The term “praying to saints” is one that for me (a Catholic) is quite unusual. We tend to describe it as talking to them. They are people who have gone before us yes, but they’re just people whom we trust to have been close with God and closer to knowing the right ways to do things and ways to live. We ask priests and pastors advice – because we trust thier superior knowledge and trust that their relationship with God may be deeper than ours is just yet.

You develop friendships with saints – certain ones anyway. Different people have a greater rapport with different saints. St Christopher for example has looked ridiculously favourably on me for years and I feel a genuine friendship between us and I’m sure always will. On the other hand I’ve never had much luck asking St Jude for intercession though some people swear he never fails them.

No one I know has ever suggested that saints are on par with God – and Jesus. They don’t have special powers or any kind of mystique surrounding them – they are just departed people who are known to have expertise in certain areas. In the same way I ask saints to pray for me, I ask my late grandmother and I ask fellow Christians. You tend to choose who you ask out of these people – based upon what you are asking. My grandma knew her stuff when it came to cooking – should I ever be in a high pressure cooking situation I imagine it will be her to whom I turn.

As a catholic I believe that saints and those deceased are closer to God – and so for me it makes more than perfect sense to ask thier prayers too. But the notion that a person needs to be physically present to offer you encouragement is to me, ubsurd.

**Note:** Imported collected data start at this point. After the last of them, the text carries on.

PR #5467, opened 2022-09-16
Friendlier error in assignment with trailing comma

MichaelChirico:
e.g. ``DT[, `:=`(a = 1, b = 2,)``.

We could also allow this to "just work", as it would in Python and some SQL flavors. Allowing a trailing comma makes code more programmer-friendly since we can easily re-order/refactor entries with simple copy-paste/delete lines without regard to whether this happens to be the last/second-to-last entry.


MichaelChirico:
Ready for review.

NEWS.md
```diff
@@ -22,6 +22,8 @@
 
 3. data.table now depends on R 3.2.0 (2015) instead of 3.1.0 (2014). 1.17.0 will likely move to R 3.3.0 (2016). Recent versions of R have good features that we would gradually like to incorporate, and we see next to no usage of these very old versions of R.
 
+4. Erroneous assignment calls in `[` with a trailing comma get a friendlier error since this situation is common during refactoring and easy to miss visually. Thanks @MichaelChirico for the fix.
```
jangorecki, line 25: Showing one example here seems to be useful

jangorecki (approved):

PR #235, opened 2023-07-04
feat: Addition of SoftDrop from the RecursiveTools Contrib

cmoore24-24:
This PR includes the addition of the SoftDrop grooming tool from the RecursiveTools section of fastjet-contrib. The defaults are set to those used in CMS and/or the defaults recommended by the authors of SoftDrop. That said, the options for both the SymmetryCut and RecursionChoice fields have been included. At the moment, the soft drop grooming outputs a record array of the jet constituents, as well as a few values of interest of the jet itself. 

As a small change, EnergyCorrelator has been slightly adjusted, so that the default invocation of the generic ECF class will return the normalized values. The unnormalized values can be returned with a "noramlized=False" argument.


lgray:
@cmoore24-24 can you run pre-commit on this locally and push since somehow your branch protection rules forbid pre-commit.ci from editting this branch?

tests/test_002-exclusive_jets.py
```diff
@@ -211,6 +211,225 @@ def test_exclusive_lund_declustering_multi():
...
+                    atol=0,
+                ),
+            ]
+        )
+    )
+
+    assert ak.all(is_close)
+
+
+def test_exclsuive_jets_softdrop_grooming_multi():
```
lgray, line 319: please add a dask test as well!

cmoore24-24: Can you point me to an example of a dask test I can use as a starting point? I used the other single and multi events to make mine, but I'm not finding other dask tests I can use as a template.

lgray: https://github.com/scikit-hep/fastjet/blob/main/tests/test_008-dask.py#L12

cmoore24-24: I've added a dask test here: https://github.com/cmoore24-24/fastjet/blob/77b5363e526c53d946414f00d7ffcb8fad91f68e/tests/test_002-exclusive_jets.py#L321
Does this look about right?

tests/test_002-exclusive_jets.py
```diff
@@ -4,6 +4,8 @@
 
 import fastjet._pyjet  # noqa: F401
 
+dak = pytest.importorskip("dask_awkward")  # noqa: F401
+distributed = pytest.importorskip("distributed")
```
lgray, line 8: ah! don't do this here - it'll skip the whole test.py file if you are missing dask_awkward / distributed /etc.

Stick this test in the dask tests!

cmoore24-24: Ah sorry about that! I've moved the test to test_008, and reverted test_002

jpivarski:
Just a suggestion: instead of returning a set of filtered jets, you could return an array of booleans. On the Python side, you can use the booleans to slice the original jets and get the filtered jets, but you can also use those booleans for other things. You could, for instance, apply logical operators on groomings with different parameters, to see which jets would be groomed with one set of parameters and not another. That would be harder if you had to identify jets in the output set that are "the same jet."

Also if you do input jets → grooming algorithm → boolean array → slice → filtered jets, the filtered jets share memory with the input jets. It's a view, rather than a copy.

lgray:
This is a very good suggestion - especial for environments like HL-LHC. @cmoore24-24 do you see how to do this?

cmoore24-24:
Is there room for both ideas, potentially? I can definitely see how returning booleans rather than the filtered jets can be helpful when memory is at a premium, but having fastjet do some of the calculation legwork w/r/t the jets is also pretty useful. So maybe keep this implementation as-is, and then down the line have something like `exclusive_jets_softdrop_grooming_slimmed` or some such that returns the booleans. 

As for how to do it, no I'm not really sure off the top of my head. When I have the time to take another look, I can try to figure it out, though.

lgray:
You could have one additional kwarg that's "return_as_mask" or have two functions `exclusive_jets_softdrop_grooming` and `exclusive_jets_softdrop_grooming_mask` depending on what people need.

cmoore24-24:
I've added a way to return a boolean mask that can be applied to a PF candidates array to return filtered jets. As for the implementation; I may be wrong, but I don't believe there's an easy way to make softdrop preserve anything like candidate ID or index (though if there is and I missed it, the feel free to let me know). So the only way I could think to do this was explicit 4 vector matching via nested loops. 
```
for (unsigned int i = 0; i < css.size(); i++){  // iterate through events
          auto jets = css[i]->exclusive_jets(n_jets);
          for (unsigned int j = 0; j < jets.size(); j++){
            auto soft = sd->result(jets[j]);
            nconstituents.push_back(jets[j].constituents().size());
            for (unsigned int k = 0; k < jets[j].constituents().size(); k++){
              for (unsigned int l = 0; l < soft.constituents().size(); l++){
                if (jets[j].constituents()[k].px() == soft.constituents()[l].px() &&
                    jets[j].constituents()[k].py() == soft.constituents()[l].py() &&
                    jets[j].constituents()[k].pz() == soft.constituents()[l].pz() &&
                    jets[j].constituents()[k].E() == soft.constituents()[l].E()){
                  bool_mask.push_back(true);
                  break;
                }
                else if (l == soft.constituents().size()-1) {
                  bool_mask.push_back(false);
                }
              }
            }
          }
        }
```

As a result, it isn't a terribly quick process, but it does work and produce the desired boolean array.

lgray:
We need to do better than quadruple nested loop, this will die in bad ways for HL-LHC analyses. I'll think about a way forward. Would not merge as is.

cmoore24-24:
> We need to do better than quadruple nested loop, this will die in bad ways for HL-LHC analyses. I'll think about a way forward. Would not merge as is.

At this point would it be worthwhile reverting this merge to the pre-mask state and making the addition of the mask a separate PR?

cmoore24-24:
Hello,

I have removed the attempt at adding a mask option for softdrop. That work can serve as a starting point for a separate pull request that adds a mask to softdrop at a later date. The PR is now in its initial state; it returns filtered jet constituents, as well as some attributes of the filtered jets themselves. 

@jmduarte, do you have any comments on the PR as it is now? Can it be merged as is, or are there any remaining changes that need to be made?

Best,
Connor

rkansal47 (approved):
LGTM, I think this is a really useful PR, thanks! I agree the masking can be left for a future PR. I can merge this week unless there are any further comments @jpivarski @jmduarte @lgray.

tests/test_002-exclusive_jets.py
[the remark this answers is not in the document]
cmoore24-24: Looks like I have trouble typing the word "exclusive." Thanks for catching those, fixed.

lgray (approved):

PR #253, opened 2023-09-25
ci: Pin on two digits

rkansal47:
Following Henry's suggestion to reduce updates https://github.com/scikit-hep/fastjet/pull/252#issuecomment-1734198811.

### DIFF
--- a/.github/workflows/ci.yml
+++ b/.github/workflows/ci.yml
@@ -78,7 +78,7 @@ jobs:
         with:
           submodules: recursive
 
-      - uses: docker/setup-qemu-action@v3.0
+      - uses: docker/setup-qemu-action@v3
         if: matrix.arch != 'auto64'
         with:
          platforms: all
--- a/.github/workflows/ci.yml
+++ b/.github/workflows/ci.yml
@@ -78,7 +78,7 @@ jobs:
         with:
           submodules: recursive
 
-      - uses: docker/setup-qemu-action@v3.0.0
+      - uses: docker/setup-qemu-action@v3.0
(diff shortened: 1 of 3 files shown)


henryiii:
That’s for cibuildwheel. Some other actions allow 1 digit pinning. It depends on what they publish (usually using the tool from GitHub to make the shortcut).

.github/workflows/ci.yml
```diff
@@ -78,7 +78,7 @@ jobs:
         with:
           submodules: recursive
 
-      - uses: docker/setup-qemu-action@v3.0.0
+      - uses: docker/setup-qemu-action@v3.0
```
henryiii, line 81: Pretty sure this one supports v3

.github/workflows/pr.yml
```diff
@@ -17,6 +17,6 @@ jobs:
     name: Validate PR title
     runs-on: ubuntu-latest
     steps:
-      - uses: amannn/action-semantic-pull-request@v5.3.0
+      - uses: amannn/action-semantic-pull-request@v5.3
```
henryiii, line 20: Not sure that this one supports.

.github/workflows/wheels.yml
```diff
@@ -99,7 +99,7 @@ jobs:
           name: artifact
           path: dist
 
-      - uses: pypa/gh-action-pypi-publish@v1.8.10
+      - uses: pypa/gh-action-pypi-publish@v1.8
```
henryiii, line 102: This one supports `pypa/gh-action-pypi-publish@release/v1`.

PR #265, opened 2024-01-17
fix: try using flattened array instead of ak.Array(<components>)

lgray:
This appears to be dropping `with_name` information in some cases that causes code using `ak.mask` to fail.

@btovar


lgray:
I don't think this is a bug in fastjet.

lgray:
bug in user code or coffea.

PR #273, opened 2024-02-15
ci: fix failing tests after update to upload-artifact v4

chrispap95:
upload-artifact v4 cannot overwrite artifacts and this causes the tests to fail.

### DIFF
--- a/.github/workflows/ci.yml
+++ b/.github/workflows/ci.yml
@@ -98,8 +98,8 @@ jobs:
       - name: Upload wheels
         uses: actions/upload-artifact@v4
         with:
-          name: wheelhouse-${{ matrix.os }}-${{ matrix.python }}-${{ matrix.arch }}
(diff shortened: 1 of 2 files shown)


chrispap95:
So it fixes the overwrite issue in the CI wheel tests. The real question is if it handles correctly the full wheel building process. Perhaps someone more knowledgeable should take a look at these changes.

lgray:
I personally don't use this action so I'm not sure if this will be correct.

matthewfeickert (commented):
Sorry, I don't have time to give a full useful review right this minute, but I can at least point you to https://github.com/scientific-python/cookie/pull/350 which should show how to simplify things a bit.

Just make sure that both the upload and download are **both** on v4 or you'll have problems.

chrispap95:
I implemented the changes as they are suggested in https://github.com/scientific-python/cookie/pull/350
I quite confident they are okay. I will merge tonight if there no objections.

matthewfeickert (approved):
LGTM. :+1: Things are passing, so I'd say hit it! :rocket:

PR #275, opened 2024-02-17
fix: Add patch to add .Makefile.inc to fastjet-contrib

matthewfeickert:
* As each contribution in `fastjet-contrib` has their own `Makefile` which defines `CXX` and `CXXFLAGS` it is necessary to use a globally used `.Makefile.inc` to change these everywhere. For `fastjet` to be able to control the values from the environment that `fastjet` is being built in, use a `.Makefile.inc` patch to undefine `CXX` and `CXXFLAGS` for `Make`. This allows for the environment varaibles to be picked up.
* Remove `patch_makefilein.txt` as `patch_makefileinc.txt` supreceeds it.

Amends PR https://github.com/scikit-hep/fastjet/pull/191 and is needed for https://github.com/conda-forge/staged-recipes/pull/21052


matthewfeickert:
Thanks for the fast review @lgray!

PR #276, opened 2024-02-17
fix: Correctly use 'undefine' in patch for fastjet-contrib/.Makefile.inc

matthewfeickert:
* The GNU Make undefine directive operates on a variable and not variable assignment.
   - c.f. https://www.gnu.org/software/make/manual/html_node/Undefine-Directive.html

This amends a mistake @matthewfeickert made in PR #275.

Though given https://github.com/conda-forge/staged-recipes/pull/21052#issuecomment-1949796080 I'm not fully clear on if using `undefine` is actually doing what I thought in PR #275.

In https://github.com/cms-externals/fastjet-contrib, all of the contrib directories have `Makefile`s that start the same way:

```
# If you are using this Makefile standalone and fastjet-config is not
# in your path, edit this line to specify the full path
FASTJETCONFIG=fastjet-config
PREFIX=`$(FASTJETCONFIG) --prefix`
CXX=g++
CXXFLAGS= -O3 -Wall -g
install_script = $(SHELL) ../utils/install-sh
check_script = ../utils/check.sh

# global contrib-wide Makefile include may override some of the above
# variables (leading "-" means don't give an error if you can't find
# the file)
-include ../.Makefile.inc
```
(https://github.com/cms-externals/fastjet-contrib/blob/283910e44f2c3c81133fc68c8f4942b9c53da6e3/SoftKiller/Makefile#L1-L13)

So the actions we want to be able to take in the `.Makefile.inc` that we're patching in as `fastjet-contrib/.Makefile.inc` is

1. Unset the values of `CXX` and `CXXFLAGS` from the contrib `Makefile`
2. Set them to be the values that exist in the environment

Given https://github.com/conda-forge/staged-recipes/pull/21052#issuecomment-1949796080 I see that the order here is wrong as the environment variable already exists. So the operations are:

0. The environment `CXX` variable exists.
1. `CXX=g++` in the `Makefile` sets it to `g++`
2. `undefine CXX` fully removes it from the variable scope.

but this is still a problem as we want some value of `CXX` to be defined (the value in the environment).

I don't think what I currently have is the right way to go and I don't think that we can fix this with [conditional assignment either](https://www.gnu.org/software/make/manual/make.html#Conditional-Assignment).

Patching every `Makefile` sounds awful too, so I'd prefer to see all the Makefiles in contrib switch to conditional assingment in the first place.

Example:
```
CXX?=g++
CXXFLAGS?= -O3 -Wall -g
```


matthewfeickert:
Note to future awake self: Use the relevant parts of the patch you wrote in https://github.com/lgray/staged-recipes/pull/2 and then just remove all of

https://github.com/scikit-hep/fastjet/blob/0a70df46a2e8bc7f07b9539decd69f851c820901/setup.py#L104-L109

and [`patch_makefileinc.txt`](https://github.com/scikit-hep/fastjet/blob/0a70df46a2e8bc7f07b9539decd69f851c820901/patch_makefileinc.txt).

matthewfeickert:
@lgray @chrispap95 I found my typo and so this is passing now and ready for review.

chrispap95 (approved):

matthewfeickert:
As this was used in https://github.com/lgray/staged-recipes/pull/2 and approved there I'm going to assume that Lindsey is fine with me removing the patch, as it gets overwritten anyway, and merge this. If not, we can always revert. :+1:

Issue #140, opened 2022-11-07
Re-building from source during development


rkansal47:
If I try to re-build the package from source after making any changes I get the following error: `error: [Errno 17] File exists: 'build/lib.linux-x86_64-cpython-39/fastjet/_fastjet_core'`.

Is there any recommendation for how to re-build after making changes?

And, relatedly, if the changes are only to the Python code or the extension, is there a way to re-build only those components?

chrispap95:
Unfortunately, I don't know a solution to the first question. I usually delete and start from scratch :/ 

For the second part, yes. You can absolutely only recompile `_ext.cpp`. The commands should look like:

```bash
 x86_64-linux-gnu-gcc -Wno-unused-result -Wsign-compare -DNDEBUG -g -fwrapv -O2 -Wall -g -fstack-protector-strong -Wformat -Werror=format-security -g -fwrapv -O2 -g -fstack-protector-strong -Wformat -Werror=format-security -Wdate-time -D_FORTIFY_SOURCE=2 -fPIC -I$(pwd)/src/fastjet/_fastjet_core/include -I$(pwd)/pybind11/include -I$PYTHON_INCLUDE -c src/_ext.cpp -o build/temp.linux-x86_64-3.10/src/_ext.o -fvisibility=hidden -std=c++11
  
  x86_64-linux-gnu-g++ -shared -Wl,-O1 -Wl,-Bsymbolic-functions -Wl,-Bsymbolic-functions -g -fwrapv -O2 -Wl,-Bsymbolic-functions -g -fwrapv -O2 -g -fstack-protector-strong -Wformat -Werror=format-security -Wdate-time -D_FORTIFY_SOURCE=2 build/temp.linux-x86_64-3.10/src/_ext.o -L$(pwd)/src/fastjet/_fastjet_core/lib -Wl,--enable-new-dtags,-R\$ORIGIN/_fastjet_core/lib -lfastjet -lfastjettools -lsiscone -lsiscone_spherical -lfastjetplugins -o build/lib.linux-x86_64-3.10/fastjet/_ext.cpython-310-x86_64-linux-gnu.so
```

jpivarski:
Python builds are not incremental; pip specifically isolates the build directory so that it can't use pre-compiled parts. This error message is saying that's not what's happening here (it's complaining about the `build` directory already existing), so I'm guessing you didn't `pip install .`, but maybe `python setup.py`?

[...]

Issue #279, opened 2024-02-20
Add repository reset tools for developers


matthewfeickert:
After a local build of the the package

```
python -m pip install --upgrade --verbose .
```

the repository is left in a dirty state with additional untracked files in both the repository and the Git submodules. It would be useful to add either a `Makefile` or a `noxfile.py` that impliments `git clean` commands to quickly reset the repository and submodules to a clean state with a single command.

matthewfeickert:
An attempt at this (which hasn't been looked at for a long time, so might need fixing) is the following `build.sh` script

```bash
#!/bin/bash

rm -rf CGAL-5.6*
rm -rf build

cd fastjet-core
git reset --hard fastjet-3.4.2
git clean -f
cd plugins/SISCone/siscone
git clean -f
cd ../../../
cd ..

cd fastjet-contrib
git clean -f
cd ..

python -m pip install --upgrade --verbose .
```

matthewfeickert:
cc @jmduarte and co given Discussion https://github.com/scikit-hep/fastjet/discussions/302

matthewfeickert:
A better script:

```bash
#!/bin/bash

rm -rf CGAL-5.6*

# c.f. https://gist.github.com/nicktoumpelis/11214362
git submodule foreach --recursive git clean -d -f -x
git submodule foreach --recursive git reset --hard

python -m pip install --upgrade --verbose .
```

PR #311, opened 2024-09-11
build: Remove transient directories after install to allow for rebuild

matthewfeickert:
* Addresses part of Issue #279 
* Addresses part of Discussion #302

While doing multiple rebuilds it is advisable to also clean up the state of the Git submodules with `git clean -f`, removing the `OUTPUT` directory at `src/fastjet/_fastjet_core/` and the top level build directory is sufficient to do local development rebuilds &mdash; i.e., the command `python -m pip install --upgrade .` can be run twice in a row without error.

### DIFF
--- a/setup.py
+++ b/setup.py
@@ -29,6 +29,13 @@ FASTJET_CONTRIB = DIR / "fastjet-contrib"
 PYTHON = DIR / "src/fastjet"
 OUTPUT = PYTHON / "_fastjet_core"
 
+
+# Clean up transient directories to allow for rebuilds during development
+if (DIR / "build").exists():
+    shutil.rmtree(DIR / "build")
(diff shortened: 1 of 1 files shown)


matthewfeickert:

Because I know that the encouragement I get from the saints I know, is the most comforting and wonderful thing to me – more than any one of my friends, priests or fellow Christians have ever been able to offer me.

You’re not setting up “intermediates” you are asking for prayers to sit alongside your own. My suggestion to you is try it some time; you may find a friendship that you never knew you had and may one day wonder how you lived without it.

    Jack Skett · 26/05/2015 at 14:03

    Hi Sukie,

    Thanks for the comment. I confess that I’ve never attempted to form a relationship with one of the saints. This is due mostly to the church tradition with which I grew up, of which this just wasn’t a part. Since I have no practical experience with this, I sought to write this blog based on what I see in Scripture. I’m saying that not to prove any kind of superiority on my part, but just to show that my understanding of this has come from studying the Bible without the addition of the personal experience which you have.

    I’m curious about what your experience of talking to the saints is like. You say that St Christopher has looked favourably on you; what does that look like? Similarly with your grandma, do you find that she offers you help in cooking? I’m very interested to know how that works.

    In terms of the notion of the saints and deceased being closer to God, I think that’s an area where our understanding differs. While I concede that those who are deceased may seem closer to God because their soul is present with him in Heaven (depending on your beliefs about when people enter Heaven), I would argue that if you’re a Christian and you’re filled with the Holy Spirit then God is present in your own heart (1 Cor 3:16; 1 Cor 6:19; 2 Cor 6:16; Ezek 36:27…) and therefore you are as close to God as anyone can be. Therefore, I would question the notion of the saints’ or the deceased’s prayers being any more effective than your own.

    I’d be interested to hear your thoughts on those short comments.

serialmint.ru · 12/07/2015 at 12:17

But this does not mean that we should not also ask our fellow Christians, including those in heaven, to pray with us. In addition to our prayers directly to God and Jesus (which are absolutely essential to the Christian life), there are abundant reasons to ask our fellow Christians in heaven to pray for us.